In this case, the lender will make a determination that the default is curable, and based on the current financial and appraisal data, the lender must be satisfied there is a likelihood that the borrower will be able to comply with the repayment plan. Clearly, the burden is on the borrower to document and justify the plan, so as to satisfy the lender's requirements. Again, your cooperation is mandatory.

If you are in the military, the Soldiers' and Sailors' Civil Relief Act of 1940 provides various forms of relief, but you should check with your military or civilian lawyer to determine your eligibility under that Act.

Another avenue that may be available to you is known as a "short sale". Here, the lender will authorize you to sell the property for what it is really worth, and the lender will get all the proceeds.

Let us look at this example.

The house can probably be sold at $150,000, but the mortgage is $175,000. The lender may allow you to sell the property for $150,000.

After a commission to the broker, the lender gets all the remaining sales proceeds; you get nothing from the sale. However, under this "short sale" approach, you will be relieved of your mortgage. In some cases -- depending on your financial situation -- the lender may want you to pay a portion of the mortgage shortfall; this depends on the lender and is clearly negotiable. (Please see a tax professional when considering a "short sale" or any other arrangement with a lender.)

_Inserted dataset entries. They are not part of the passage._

PR #57, opened 2021-07-15
day alert only

MateoLostanlen:
Our network is not trained to work at night, moreover we have false alerts at daybreak, so I propose to send alerts only between 8am and 9pm

### DIFF
--- a/pyroengine/engine/engine.py
+++ b/pyroengine/engine/engine.py
@@ -93,7 +93,7 @@ class PyronearEngine:
                 # Send alert to the api
                 now = datetime.now()
                 current_hour = int(now.strftime("%H"))
-                if current_hour > 8  and current_hour < 21: #Only during the day
+                if current_hour > 8 and current_hour < 21:  # Only during the day
                     self.send_alert(pi_zero_id)
                 self.stream.seek(0)  # "Rewind" the stream to the beginning so we can read its content
 
--- a/pyroengine/engine/engine.py
+++ b/pyroengine/engine/engine.py
@@ -6,6 +6,7 @@
 from .predictor import PyronearPredictor
 from pyroclient import client
 import io
+from datetime import datetime
 
 
 class PyronearEngine:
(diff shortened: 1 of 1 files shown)


pyroengine/engine/engine.py
```diff
@@ -90,7 +91,10 @@ def predict(self, frame, pi_zero_id=None):
             if self.use_api and self.event_appening[pi_zero_id]:
                 frame.save(self.stream, format='JPEG')
                 # Send alert to the api
-                self.send_alert(pi_zero_id)
+                now = datetime.now()
+                current_hour = int(now.strftime("%H"))
```
florianriche, line 95:
```suggestion
                current_hour = d.hour
```

florianriche (approved):
I suggested a change but ok otherwise

frgfm:
> Our network is not trained to work at night, moreover we have false alerts at daybreak, so I propose to send alerts only between 8am and 9pm

Thanks for the PR! 
Apart from the code itself:
- we may need a wider time range. Summertime daylight differs a lot from wintertime :sweat_smile: 
- this needs to be set as local time, but the code seems to be comparing UTC timestamps?
- if we don't send alerts during that time, perhaps it might be wise to keep saving pictures but not analyzing them to ease the load of the raspberry PI?

Akilditu:
> > Our network is not trained to work at night, moreover we have false alerts at daybreak, so I propose to send alerts only between 8am and 9pm
> 
> Thanks for the PR!
> Apart from the code itself:
> 
> * we may need a wider time range. Summertime daylight differs a lot from wintertime 😅
> * this needs to be set as local time, but the code seems to be comparing UTC timestamps?
> * if we don't send alerts during that time, perhaps it might be wise to keep saving pictures but not analyzing them to ease the load of the raspberry PI?

Yes agreed on those points as discussed by @pechouc maybe we should consider doing this on the platform side (filtering alerts displayed on an API such as https://sunrise-sunset.org/api) what do you guys think ?

frgfm:
> Yes agreed on those points as discussed by @pechouc maybe we should consider doing this on the platform side (filtering alerts displayed thanks to an API such as https://sunrise-sunset.org/api) what do you guys think ?

Yes I didn't think about it first, but it would be actually much simpler indeed :+1:

PR #58, opened 2021-07-22
refactor: Switched console print to logging.info

frgfm:
- reordered imports
- changed console print to `logging.info` for a cleaner history of events on the device
- fixed a comment that was added as a bare string

Any feedback is welcome!


fe51 (approved):
Hi FG ! Thanks for the PR !

PR #59, opened 2021-07-22
feat: Added heartbeat at each frame prediction

frgfm:
This PR simply adds a `heartbeat` (ping) at each frame prediction when the frame sender is known.

Any feedback is welcome!


Akilditu (approved):
Thanks for the PR ! 

This will allow us to report on heartbeats logs and build a dashboard to monitor devices activity.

The deed in lieu of foreclosure is another remedy that may be available to you. Under this arrangement, you deed your property to the lender (or to whomever the lender designates) and this is in lieu of (instead of) foreclosure proceedings. This arrangement is an acceptable and customary procedure when, for example, the borrower is deceased and the estate is willing and able to transfer the property, or the borrower has filed Chapter 7 bankruptcy, and the trustee has abandoned interest in the property.

There are a number of requirements in order to accomplish a deed in lieu, and each lender will have their own set of guidelines. Generally speaking, however, the following requirements are usually imposed by a lender that is willing to accept the deed in lieu:

When a lender takes property as a deed in lieu, presumably the borrower's credit history has already been tarnished; after all, the borrower has probably not been making mortgage payments for several months. However, it is my understanding that a deed in lieu will not get reported as a foreclosure on your credit history, and thus if the lender is willing to accept the deed in lieu of foreclosure, at least you may be able to avoid even further negative credit history.

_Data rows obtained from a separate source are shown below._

PR #60, opened 2021-09-12
chore: Updated requirements.txt

frgfm:
- removes unused `pandas` dependency since it's quite heavy for low-power devices
- unpinned `pyroclient` from dependencies of the main Raspberry (@chloeskt could you review this carefully please? I'm not sure why it was pinned in the first place, so I might have missed something)

Any feedback is welcome!

### DIFF
--- a/main.rpi.requirements.txt
+++ b/main.rpi.requirements.txt
@@ -1,4 +1,4 @@
 psutil==5.8.0
-pyroclient==0.1.1
+pyroclient@git+https://github.com/pyronear/pyro-api.git#egg=pyroclient&subdirectory=client
 python-dotenv==0.17.0
 requests==2.25.1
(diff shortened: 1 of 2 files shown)


MateoLostanlen:
HI!, Thanks for this PR. Maybe you can also update [this requirement](https://github.com/pyronear/pyro-engine/blob/201234cc7b9896835a89bac771aee1e39cf3e8e5/server/src/requirements.txt#L9) 
The rooter library must be in the main.rpi.requirements.txt instead

frgfm:
@MateoLostanlen I only modified the files I felt like I understood where/when it's being used!
I'd need some guidance, because deps are not the same for central Pi vs camera controllers

MateoLostanlen:
ok for doing this in another PR, all good then !

MateoLostanlen (approved):

PR #63, opened 2021-09-15
Switch to script

MateoLostanlen:
This modification has been done on the devices but not on the repo, we need a script to reboot the rooter with a cronjob


fe51 (approved):
Hi Matéo! Thanks for the PR

frgfm (approved):
Thanks! I think you need to merge master & resolve conflicts, then we're good to go :)

PR #64, opened 2021-09-15
reorganize pi_utils

MateoLostanlen:
The "pi_utils" folder contains everything that is useful for the raspberry pi, it is better to separate what is utils to the pi zero from what is util to the main pi. In particular for the updates


pyroengine/pi_utils/.env
```diff
@@ -0,0 +1,3 @@
+ROOTER_LOGIN = "ROOTER_LOGIN"
+ROOTER_PASSWORD = "ROOTER_PASSWORD"
+ROOTER_IP = "ROOTER_IP"
```
frgfm, line 3: missing EOF

frgfm: And I would argue that this should be put in gitignore instead and we should add instructions to specify where this information should be added :thinking:

pyroengine/pi_utils/pi_zero/.env
```diff
@@ -0,0 +1,2 @@
+WEBSERVER_IP = "pi_central_hostname.local"
+WEBSERVER_PORT = "8002"
```
frgfm, line 2: same here

frgfm (commented):
Thanks! I added some comments, there are some conflicts to be resolved also here

MateoLostanlen:
I will delete these .env files and create a PR to add in the README steps to launch the system

frgfm:
Nice! There is one unittest failing though
And I suggest adding `.env` to the gitignore to avoid having people commit their file later on :)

It is strongly suggested that you contact your lender immediately, and have a face to face discussion with them. If your lender is no longer in your home town, send them a letter and then pick up the telephone and make arrangements to talk to the most senior official at that mortgage lending company.

The final option, of course -- which should be used only as a last resort -- is for you to file bankruptcy. When someone files for bankruptcy, there are many protections that automatically apply from the day the bankruptcy petition is filed with the Bankruptcy Court. The most important protection under the bankruptcy law is known as "the automatic stay." If you are in bankruptcy, no legal action can be taken against your house unless the lender requests the Court for permission to "lift the stay." This means that the lender goes before the bankruptcy judge, in open court, and petitions the Court to permit the foreclosure to take place.

Depending on the circumstances, including the amount of equity you have in your house and the possibility of getting back on your feet financially, the Bankruptcy Court may or may not lift that stay.

You cannot ignore the problem, hoping you will win the lottery or find some other immediate source of funds. The level of your cooperation is the most significant aspect that will determine how willing the lender is to similarly cooperate with you.